→ **TASK OBJECTIVE**
Each record is to be given again without alteration.
BEGIN RECORDS
PR #478, opened 2021-07-09
added implementation for seq property path

patofp:
# Description

This PR adds support for `seq` property path. E.g:

```

SELECT ?o
WHERE {
 ?s foaf:knows/foaf:knows/foaf:name ?o .
}
```

## Type of change

- `bug` if it fixes a bug

### DIFF
--- a/modules/engine/src/main/scala/com/gsk/kg/engine/Engine.scala
+++ b/modules/engine/src/main/scala/com/gsk/kg/engine/Engine.scala
@@ -257,8 +257,7 @@ object Engine {
       Foldable[ChunkedList].fold(
         quads.mapChunks { chunk =>
           val condition = composedConditionFromChunk(df, chunk)
-          val a         = applyChunkToDf(chunk, condition, df)
-          a
+          applyChunkToDf(chunk, condition, df)
         }
       )
     }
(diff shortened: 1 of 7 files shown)


modules/engine/src/main/scala/com/gsk/kg/engine/Engine.scala
```diff
@@ -237,7 +257,8 @@ object Engine {
       Foldable[ChunkedList].fold(
         quads.mapChunks { chunk =>
           val condition = composedConditionFromChunk(df, chunk)
-          applyChunkToDf(chunk, condition, df)
+          val a         = applyChunkToDf(chunk, condition, df)
+          a
```
pepegar, line 261: Nitpick: can we leave as it was? hehehe

modules/engine/src/main/scala/com/gsk/kg/engine/PropertyExpressionF.scala
```diff
@@ -15,35 +16,41 @@ import com.gsk.kg.sparqlparser.Result
 
 object PropertyExpressionF {
 
+  type ColOrDf = Either[Column, DataFrame]
```
pepegar, line 19: 👍🏻

pepegar (approved):
great job mate!

modules/engine/src/main/scala/com/gsk/kg/engine/Engine.scala
patofp: uuups! it was just for debug purpose 😆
END RECORDS
→ **YOUR SOLUTION**
PR #478, opened 2021-07-09
added implementation for seq property path

patofp:
# Description

This PR adds support for `seq` property path. E.g:

```

SELECT ?o
WHERE {
 ?s foaf:knows/foaf:knows/foaf:name ?o .
}
```

## Type of change

- `bug` if it fixes a bug

### DIFF
--- a/modules/engine/src/main/scala/com/gsk/kg/engine/Engine.scala
+++ b/modules/engine/src/main/scala/com/gsk/kg/engine/Engine.scala
@@ -257,8 +257,7 @@ object Engine {
       Foldable[ChunkedList].fold(
         quads.mapChunks { chunk =>
           val condition = composedConditionFromChunk(df, chunk)
-          val a         = applyChunkToDf(chunk, condition, df)
-          a
+          applyChunkToDf(chunk, condition, df)
         }
       )
     }
(diff shortened: 1 of 7 files shown)


modules/engine/src/main/scala/com/gsk/kg/engine/Engine.scala
```diff
@@ -237,7 +257,8 @@ object Engine {
       Foldable[ChunkedList].fold(
         quads.mapChunks { chunk =>
           val condition = composedConditionFromChunk(df, chunk)
-          applyChunkToDf(chunk, condition, df)
+          val a         = applyChunkToDf(chunk, condition, df)
+          a
```
pepegar, line 261: Nitpick: can we leave as it was? hehehe

modules/engine/src/main/scala/com/gsk/kg/engine/PropertyExpressionF.scala
```diff
@@ -15,35 +16,41 @@ import com.gsk.kg.sparqlparser.Result
 
 object PropertyExpressionF {
 
+  type ColOrDf = Either[Column, DataFrame]
```
pepegar, line 19: 👍🏻

pepegar (approved):
great job mate!

modules/engine/src/main/scala/com/gsk/kg/engine/Engine.scala
patofp: uuups! it was just for debug purpose 😆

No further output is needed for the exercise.